**Data listing:**
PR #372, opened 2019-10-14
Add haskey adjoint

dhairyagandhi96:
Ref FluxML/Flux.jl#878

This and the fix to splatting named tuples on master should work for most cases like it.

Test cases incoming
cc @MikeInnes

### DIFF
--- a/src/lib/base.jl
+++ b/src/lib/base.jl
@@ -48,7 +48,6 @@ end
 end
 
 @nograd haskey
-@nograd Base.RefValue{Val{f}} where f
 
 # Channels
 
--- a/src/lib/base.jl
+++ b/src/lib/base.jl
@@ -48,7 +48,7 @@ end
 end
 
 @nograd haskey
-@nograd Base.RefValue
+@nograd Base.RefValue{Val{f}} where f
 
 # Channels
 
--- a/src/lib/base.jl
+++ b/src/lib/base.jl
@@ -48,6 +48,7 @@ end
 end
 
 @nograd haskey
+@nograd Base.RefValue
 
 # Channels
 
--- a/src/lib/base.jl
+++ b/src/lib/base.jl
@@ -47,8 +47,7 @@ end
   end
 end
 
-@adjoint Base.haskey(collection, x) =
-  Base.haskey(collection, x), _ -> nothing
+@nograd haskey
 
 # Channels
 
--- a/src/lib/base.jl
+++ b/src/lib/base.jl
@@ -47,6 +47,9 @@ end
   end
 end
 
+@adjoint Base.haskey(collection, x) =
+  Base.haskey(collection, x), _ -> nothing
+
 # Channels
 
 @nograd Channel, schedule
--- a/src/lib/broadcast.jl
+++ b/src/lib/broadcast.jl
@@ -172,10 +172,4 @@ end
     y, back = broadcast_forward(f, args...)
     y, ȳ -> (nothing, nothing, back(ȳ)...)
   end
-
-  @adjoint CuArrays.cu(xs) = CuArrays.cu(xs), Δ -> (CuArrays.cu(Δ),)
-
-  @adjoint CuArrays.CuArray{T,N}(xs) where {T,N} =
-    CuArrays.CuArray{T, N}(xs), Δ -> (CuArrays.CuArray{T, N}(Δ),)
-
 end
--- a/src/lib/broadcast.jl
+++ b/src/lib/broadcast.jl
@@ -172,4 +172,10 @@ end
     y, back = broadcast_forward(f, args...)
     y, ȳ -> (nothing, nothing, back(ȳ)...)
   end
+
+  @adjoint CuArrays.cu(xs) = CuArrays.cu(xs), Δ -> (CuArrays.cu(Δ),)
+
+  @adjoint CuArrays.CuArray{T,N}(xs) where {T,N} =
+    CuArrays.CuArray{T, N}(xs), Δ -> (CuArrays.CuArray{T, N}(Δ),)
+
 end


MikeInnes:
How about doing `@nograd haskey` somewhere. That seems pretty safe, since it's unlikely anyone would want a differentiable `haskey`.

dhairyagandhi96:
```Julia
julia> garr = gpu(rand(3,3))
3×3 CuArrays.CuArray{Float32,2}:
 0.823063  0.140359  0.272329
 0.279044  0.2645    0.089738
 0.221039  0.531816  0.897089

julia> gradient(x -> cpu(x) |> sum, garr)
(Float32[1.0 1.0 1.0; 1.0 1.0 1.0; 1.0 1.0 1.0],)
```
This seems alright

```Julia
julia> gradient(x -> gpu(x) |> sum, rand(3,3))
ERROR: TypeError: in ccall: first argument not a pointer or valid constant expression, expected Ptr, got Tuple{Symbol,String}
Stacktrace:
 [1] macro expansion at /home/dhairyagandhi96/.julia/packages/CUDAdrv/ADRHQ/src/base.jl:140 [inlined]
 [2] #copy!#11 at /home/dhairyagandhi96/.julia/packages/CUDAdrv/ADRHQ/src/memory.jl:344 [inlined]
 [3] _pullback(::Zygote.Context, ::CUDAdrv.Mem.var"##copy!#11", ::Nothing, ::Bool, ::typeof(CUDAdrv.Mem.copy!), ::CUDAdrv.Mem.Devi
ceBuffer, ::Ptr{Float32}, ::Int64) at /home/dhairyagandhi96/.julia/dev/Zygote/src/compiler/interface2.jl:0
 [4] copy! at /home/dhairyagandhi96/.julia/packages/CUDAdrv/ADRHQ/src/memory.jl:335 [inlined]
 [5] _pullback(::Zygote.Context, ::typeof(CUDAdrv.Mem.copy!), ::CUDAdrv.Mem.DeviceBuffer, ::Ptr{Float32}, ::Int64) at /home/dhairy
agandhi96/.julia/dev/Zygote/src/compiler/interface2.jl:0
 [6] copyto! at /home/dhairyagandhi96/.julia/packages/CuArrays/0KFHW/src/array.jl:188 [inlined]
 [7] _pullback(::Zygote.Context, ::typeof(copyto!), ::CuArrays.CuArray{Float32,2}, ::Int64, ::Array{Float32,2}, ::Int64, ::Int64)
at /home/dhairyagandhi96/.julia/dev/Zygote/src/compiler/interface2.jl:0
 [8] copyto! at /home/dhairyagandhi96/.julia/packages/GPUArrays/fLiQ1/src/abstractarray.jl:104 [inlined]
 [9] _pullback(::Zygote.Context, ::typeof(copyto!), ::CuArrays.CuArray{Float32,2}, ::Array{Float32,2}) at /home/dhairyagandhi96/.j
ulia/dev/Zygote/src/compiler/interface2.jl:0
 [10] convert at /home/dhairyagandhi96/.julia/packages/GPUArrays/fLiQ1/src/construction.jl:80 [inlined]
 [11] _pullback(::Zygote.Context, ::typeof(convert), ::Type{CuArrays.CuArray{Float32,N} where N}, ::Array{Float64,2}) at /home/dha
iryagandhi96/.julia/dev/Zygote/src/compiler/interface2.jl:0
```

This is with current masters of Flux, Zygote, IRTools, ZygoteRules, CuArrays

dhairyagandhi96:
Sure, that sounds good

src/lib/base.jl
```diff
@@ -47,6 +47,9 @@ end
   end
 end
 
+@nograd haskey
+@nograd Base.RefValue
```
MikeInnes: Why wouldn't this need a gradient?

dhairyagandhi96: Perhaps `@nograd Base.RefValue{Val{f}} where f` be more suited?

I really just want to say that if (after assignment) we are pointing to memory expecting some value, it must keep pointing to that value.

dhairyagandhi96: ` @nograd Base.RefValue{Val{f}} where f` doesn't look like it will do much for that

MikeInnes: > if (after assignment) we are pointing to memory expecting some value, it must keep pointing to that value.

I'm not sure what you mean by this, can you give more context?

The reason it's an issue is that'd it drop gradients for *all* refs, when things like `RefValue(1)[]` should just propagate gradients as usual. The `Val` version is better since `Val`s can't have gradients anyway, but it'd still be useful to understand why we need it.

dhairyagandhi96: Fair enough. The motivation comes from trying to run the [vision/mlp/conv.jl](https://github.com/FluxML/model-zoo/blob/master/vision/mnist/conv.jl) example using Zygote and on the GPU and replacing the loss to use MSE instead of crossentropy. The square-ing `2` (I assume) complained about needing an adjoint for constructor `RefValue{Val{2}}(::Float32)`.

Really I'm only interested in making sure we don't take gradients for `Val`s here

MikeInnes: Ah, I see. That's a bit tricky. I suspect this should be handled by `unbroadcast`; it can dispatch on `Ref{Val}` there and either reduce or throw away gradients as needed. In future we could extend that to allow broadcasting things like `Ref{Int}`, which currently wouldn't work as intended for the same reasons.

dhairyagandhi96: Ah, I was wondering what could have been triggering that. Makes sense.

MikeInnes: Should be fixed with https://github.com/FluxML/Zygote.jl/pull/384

**Work to be completed:**
Output all entries exactly as given above.

**Answer area:**
PR #372, opened 2019-10-14
Add haskey adjoint

dhairyagandhi96:
Ref FluxML/Flux.jl#878

This and the fix to splatting named tuples on master should work for most cases like it.

Test cases incoming
cc @MikeInnes

### DIFF
--- a/src/lib/base.jl
+++ b/src/lib/base.jl
@@ -48,7 +48,6 @@ end
 end
 
 @nograd haskey
-@nograd Base.RefValue{Val{f}} where f
 
 # Channels
 
--- a/src/lib/base.jl
+++ b/src/lib/base.jl
@@ -48,7 +48,7 @@ end
 end
 
 @nograd haskey
-@nograd Base.RefValue
+@nograd Base.RefValue{Val{f}} where f
 
 # Channels
 
--- a/src/lib/base.jl
+++ b/src/lib/base.jl
@@ -48,6 +48,7 @@ end
 end
 
 @nograd haskey
+@nograd Base.RefValue
 
 # Channels
 
--- a/src/lib/base.jl
+++ b/src/lib/base.jl
@@ -47,8 +47,7 @@ end
   end
 end
 
-@adjoint Base.haskey(collection, x) =
-  Base.haskey(collection, x), _ -> nothing
+@nograd haskey
 
 # Channels
 
--- a/src/lib/base.jl
+++ b/src/lib/base.jl
@@ -47,6 +47,9 @@ end
   end
 end
 
+@adjoint Base.haskey(collection, x) =
+  Base.haskey(collection, x), _ -> nothing
+
 # Channels
 
 @nograd Channel, schedule
--- a/src/lib/broadcast.jl
+++ b/src/lib/broadcast.jl
@@ -172,10 +172,4 @@ end
     y, back = broadcast_forward(f, args...)
     y, ȳ -> (nothing, nothing, back(ȳ)...)
   end
-
-  @adjoint CuArrays.cu(xs) = CuArrays.cu(xs), Δ -> (CuArrays.cu(Δ),)
-
-  @adjoint CuArrays.CuArray{T,N}(xs) where {T,N} =
-    CuArrays.CuArray{T, N}(xs), Δ -> (CuArrays.CuArray{T, N}(Δ),)
-
 end
--- a/src/lib/broadcast.jl
+++ b/src/lib/broadcast.jl
@@ -172,4 +172,10 @@ end
     y, back = broadcast_forward(f, args...)
     y, ȳ -> (nothing, nothing, back(ȳ)...)
   end
+
+  @adjoint CuArrays.cu(xs) = CuArrays.cu(xs), Δ -> (CuArrays.cu(Δ),)
+
+  @adjoint CuArrays.CuArray{T,N}(xs) where {T,N} =
+    CuArrays.CuArray{T, N}(xs), Δ -> (CuArrays.CuArray{T, N}(Δ),)
+
 end


MikeInnes:
How about doing `@nograd haskey` somewhere. That seems pretty safe, since it's unlikely anyone would want a differentiable `haskey`.

dhairyagandhi96:
```Julia
julia> garr = gpu(rand(3,3))
3×3 CuArrays.CuArray{Float32,2}:
 0.823063  0.140359  0.272329
 0.279044  0.2645    0.089738
 0.221039  0.531816  0.897089

julia> gradient(x -> cpu(x) |> sum, garr)
(Float32[1.0 1.0 1.0; 1.0 1.0 1.0; 1.0 1.0 1.0],)
```
This seems alright

```Julia
julia> gradient(x -> gpu(x) |> sum, rand(3,3))
ERROR: TypeError: in ccall: first argument not a pointer or valid constant expression, expected Ptr, got Tuple{Symbol,String}
Stacktrace:
 [1] macro expansion at /home/dhairyagandhi96/.julia/packages/CUDAdrv/ADRHQ/src/base.jl:140 [inlined]
 [2] #copy!#11 at /home/dhairyagandhi96/.julia/packages/CUDAdrv/ADRHQ/src/memory.jl:344 [inlined]
 [3] _pullback(::Zygote.Context, ::CUDAdrv.Mem.var"##copy!#11", ::Nothing, ::Bool, ::typeof(CUDAdrv.Mem.copy!), ::CUDAdrv.Mem.Devi
ceBuffer, ::Ptr{Float32}, ::Int64) at /home/dhairyagandhi96/.julia/dev/Zygote/src/compiler/interface2.jl:0
 [4] copy! at /home/dhairyagandhi96/.julia/packages/CUDAdrv/ADRHQ/src/memory.jl:335 [inlined]
 [5] _pullback(::Zygote.Context, ::typeof(CUDAdrv.Mem.copy!), ::CUDAdrv.Mem.DeviceBuffer, ::Ptr{Float32}, ::Int64) at /home/dhairy
agandhi96/.julia/dev/Zygote/src/compiler/interface2.jl:0
 [6] copyto! at /home/dhairyagandhi96/.julia/packages/CuArrays/0KFHW/src/array.jl:188 [inlined]
 [7] _pullback(::Zygote.Context, ::typeof(copyto!), ::CuArrays.CuArray{Float32,2}, ::Int64, ::Array{Float32,2}, ::Int64, ::Int64)
at /home/dhairyagandhi96/.julia/dev/Zygote/src/compiler/interface2.jl:0
 [8] copyto! at /home/dhairyagandhi96/.julia/packages/GPUArrays/fLiQ1/src/abstractarray.jl:104 [inlined]
 [9] _pullback(::Zygote.Context, ::typeof(copyto!), ::CuArrays.CuArray{Float32,2}, ::Array{Float32,2}) at /home/dhairyagandhi96/.j
ulia/dev/Zygote/src/compiler/interface2.jl:0
 [10] convert at /home/dhairyagandhi96/.julia/packages/GPUArrays/fLiQ1/src/construction.jl:80 [inlined]
 [11] _pullback(::Zygote.Context, ::typeof(convert), ::Type{CuArrays.CuArray{Float32,N} where N}, ::Array{Float64,2}) at /home/dha
iryagandhi96/.julia/dev/Zygote/src/compiler/interface2.jl:0
```

This is with current masters of Flux, Zygote, IRTools, ZygoteRules, CuArrays

dhairyagandhi96:
Sure, that sounds good

src/lib/base.jl
```diff
@@ -47,6 +47,9 @@ end
   end
 end
 
+@nograd haskey
+@nograd Base.RefValue
```
MikeInnes: Why wouldn't this need a gradient?

dhairyagandhi96: Perhaps `@nograd Base.RefValue{Val{f}} where f` be more suited?

I really just want to say that if (after assignment) we are pointing to memory expecting some value, it must keep pointing to that value.

dhairyagandhi96: ` @nograd Base.RefValue{Val{f}} where f` doesn't look like it will do much for that

MikeInnes: > if (after assignment) we are pointing to memory expecting some value, it must keep pointing to that value.

I'm not sure what you mean by this, can you give more context?

The reason it's an issue is that'd it drop gradients for *all* refs, when things like `RefValue(1)[]` should just propagate gradients as usual. The `Val` version is better since `Val`s can't have gradients anyway, but it'd still be useful to understand why we need it.

dhairyagandhi96: Fair enough. The motivation comes from trying to run the [vision/mlp/conv.jl](https://github.com/FluxML/model-zoo/blob/master/vision/mnist/conv.jl) example using Zygote and on the GPU and replacing the loss to use MSE instead of crossentropy. The square-ing `2` (I assume) complained about needing an adjoint for constructor `RefValue{Val{2}}(::Float32)`.

Really I'm only interested in making sure we don't take gradients for `Val`s here

MikeInnes: Ah, I see. That's a bit tricky. I suspect this should be handled by `unbroadcast`; it can dispatch on `Ref{Val}` there and either reduce or throw away gradients as needed. In future we could extend that to allow broadcasting things like `Ref{Int}`, which currently wouldn't work as intended for the same reasons.

dhairyagandhi96: Ah, I was wondering what could have been triggering that. Makes sense.

MikeInnes: Should be fixed with https://github.com/FluxML/Zygote.jl/pull/384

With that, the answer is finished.